Stored data
<<<<

PR #2697, opened 2022-12-07
CMake: Make dependencies private

jschueller:
most of them can be made private


pfeatherstone:
I think we should not have those lists and just use `target_sources()`, `target_include_directories()`, `target_link_libraries()`, etc. I had a PR at some point that cleaned all of this up, including making things private, but got a bit stuck on the python binding things. I wanted a single CMakeLists.txt file that built the library, python bindings, and unit tests, rather than have multiple CMakeLists.txt files for each one.

pfeatherstone:
Feel free to use https://github.com/davisking/dlib/pull/2672 this if it helps. Not perfect I know and maybe i was a bit too ambitious as I'm not a cmake expert.

jschueller:
lets do it step by step

jschueller:
this closes #3694 @davisking

davisking:
Just tested this a bit, needed one tweak, but otherwise looks good.  Thanks for the PR :)

PR #75, opened 2015-12-05
Delete empty README.rdoc.

wdhorton:
The README.rdoc file seems redundant given the documentation is in README.md. I just deleted the .rdoc file.


julianguyen:
Awesome catch @wdhorton

PR #78, opened 2015-12-05
removed deprecated @page_title variables from groups controller

reubenson:
Hi! Thanks for sharing ifme with the thoughtbot open source group! I enjoyed looking through your project, but did encounter difficulties contributing to the ifme project. In particular, I was confused why the forking the current repo generated javascript-related UI issues (unable to access drop-down tabs when navigating within the website; only works on page load), which did not happen on the live production site. Additionally, not using active record to do model associations makes it harder to understand how the codebase works. However, I was able to start making a small contribution to the groups controller be deleting the usage of the unnecessary/un-used instance variable, @page_title

### DIFF
--- a/app/controllers/groups_controller.rb
+++ b/app/controllers/groups_controller.rb
@@ -6,7 +6,6 @@ class GroupsController < ApplicationController
   # GET /groups.json
   def index
     @groups = GroupMember.where(userid: current_user.id).all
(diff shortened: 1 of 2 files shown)


julianguyen:
@reubenson Issue you pointed with JS related UI issues has been fixed!

PR #79, opened 2015-12-05
Add ActiveRecord relations to Users and Allies

wdhorton:
I started to refactor the models to use ActiveRecord relations. To start, I renamed the old Ally model into Allyship (and the table from allies to allyships), since it tracks the relationship, and the allies are really instances of the User class. I got some ideas from this blog post: http://collectiveidea.com/blog/archives/2015/07/30/bi-directional-and-self-referential-associations-in-rails/

The tests still pass, and mostly all I had to do was update it with the new table, column, and model names.

It might seem like a lot of work for no improvement, but you can start to see the advantages in the refactor of the ApplicationController, where I reduced the method get_accepted_allies(userid) to:

`
def get_accepted_allies(userid)
  return User.find(userid).allies.where(status: AllyStatus::ACCEPTED)
end
`

If we can continue to refactor, you wouldn't necessarily even need these methods in ApplicationController at all, you could just call allies.where(status: AllyStatus::ACCEPTED) directly in the User model. It could really help simplify your fetch_taxonomies method in ApplicationController, which is really long right now.


wdhorton:
I realized that User.find(userid).allies.where(status: AllyStatus::ACCEPTED) wouldn't work, so I updated the User model to have an accepted_allies method and completely removed get_accepted_allies from ApplicationController

julianguyen:
Thanks @wdhorton for the fixes! Can you pull the latest from master? Thanks :)

fpcyan:
because I just went through this,

to update your fork, you pull from this repo then push it to your fork.

julianguyen:
:+1: @fpcyan

wdhorton:
It should be up-to-date now! @fpcyan thanks for the tip

julianguyen:
Does this break any unit tests related to allies?

PR #86, opened 2015-12-08
Refactoring allies

wdhorton:
This is a continuations of the refactor of allies (and now allyships) to use ActiveRecord relations. Overall I removed a lot of methods from ApplicationController and, when necessary, replaced them in the User model. I removed most of the references to UserRelations because they were only referenced in two places in the project, but if you want to add back some of those helper methods (like are_allies?, etc.) they should be placed on the User model (like User#is_ally_of?(other_user)).

In the process I also took out many of the conditions in the AlliesController #add and #remove methods, because things like adding and deleting the inverses of Allyships are now handled by the Allyships model itself.

Most importantly, all tests are passing.


fpcyan:
squash yr commits into 1 commit! Apparently that's a style thing for collaborations.

julianguyen:
@wdhorton Excellent changes! :100:  Thank you so much! Sorry I didn't get a chance to look at this PR earlier, been super busy!

PR #105, opened 2016-04-30
Update possible errors in README

cdeborja:
I was having issues getting bundle install to work with my Mac, so after looking through some sites, I saw  that other people were having issues with getting libv8 and therubyracer installed, so I added links to possible methods to help others install the gems


julianguyen:
Great catch @cdeborja ! Thanks!

PR #108, opened 2016-04-30
Fixtextarea

lksevans12:
Hi! There was a bug with the ckeditor. Basically, when the page loads, the ckeditor didn't show up, the normal bootstrap text area showed up -- however, if you refresh it, the ckeditor would load. I was able to figure out that turbolinks was disrupting the javascript on the page, so thats why the ckeditor was only showing up on refresh. Originally, I wanted to remove all the turbolinks, but since I'm not familiar with the app, I don't know what else it would disrupt. I ended up adding a new JS page in the ckeditor file, which somewhat overrides the turbolinks for the added class. I also added ckeditor as a class to the textarea tags.


julianguyen:
@lksevans12 great catch! Thanks

PR #109, opened 2016-04-30
Fix textarea, not displaying 100% on small screens

nonothetoad:
Hey Julia, 
I fixed a UI bug where the textarea was not displaying 100% for screens sizes that are < 1020px. The reason why, was because the css rule to make textarea width 50% was below the min-width media query. I move the rule above the query and it seems to fix the issue.

I added some screenshots, so you can see what I was talking about.   

After the fix.
screen shot 2016-04-30 at 1 47 23 pm

screen shot 2016-04-30 at 2 02 00 pm

screen shot 2016-04-30 at 2 06 43 pm

Befor the fix.
screen shot 2016-04-30 at 1 49 17 pm

I could also change the css to have a max-width just for mobile sized screens if you want the inputs not to display 100% at 1020px and maybe have it change at a smaller screen size like 620px. I was not total sure if that is important or not. Now with the fix, I think it looks pretty good.

### DIFF
--- a/app/assets/stylesheets/application.scss
+++ b/app/assets/stylesheets/application.scss
@@ -465,6 +465,10 @@ label {
 	display: inherit;
 	margin-bottom: 20px;
 }
+textarea {
+	width: 50%;
+	height: 100px;
+}
 
 input,
 textarea,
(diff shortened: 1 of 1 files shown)


julianguyen:
@nonothetoad Thanks so much for the fix! 💃

nonothetoad:
You're very welcome!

>>>>

**Action item**
Every line from the line containing "Hi! There was" through the line containing "screen shot 2016-04-30 at 1 49 17 pm" in the records above must be retyped exactly. Leave out the rest.

**Answer**
Hi! There was a bug with the ckeditor. Basically, when the page loads, the ckeditor didn't show up, the normal bootstrap text area showed up -- however, if you refresh it, the ckeditor would load. I was able to figure out that turbolinks was disrupting the javascript on the page, so thats why the ckeditor was only showing up on refresh. Originally, I wanted to remove all the turbolinks, but since I'm not familiar with the app, I don't know what else it would disrupt. I ended up adding a new JS page in the ckeditor file, which somewhat overrides the turbolinks for the added class. I also added ckeditor as a class to the textarea tags.


julianguyen:
@lksevans12 great catch! Thanks

PR #109, opened 2016-04-30
Fix textarea, not displaying 100% on small screens

nonothetoad:
Hey Julia, 
I fixed a UI bug where the textarea was not displaying 100% for screens sizes that are < 1020px. The reason why, was because the css rule to make textarea width 50% was below the min-width media query. I move the rule above the query and it seems to fix the issue.

I added some screenshots, so you can see what I was talking about.   

After the fix.
screen shot 2016-04-30 at 1 47 23 pm

screen shot 2016-04-30 at 2 02 00 pm

screen shot 2016-04-30 at 2 06 43 pm

Befor the fix.
screen shot 2016-04-30 at 1 49 17 pm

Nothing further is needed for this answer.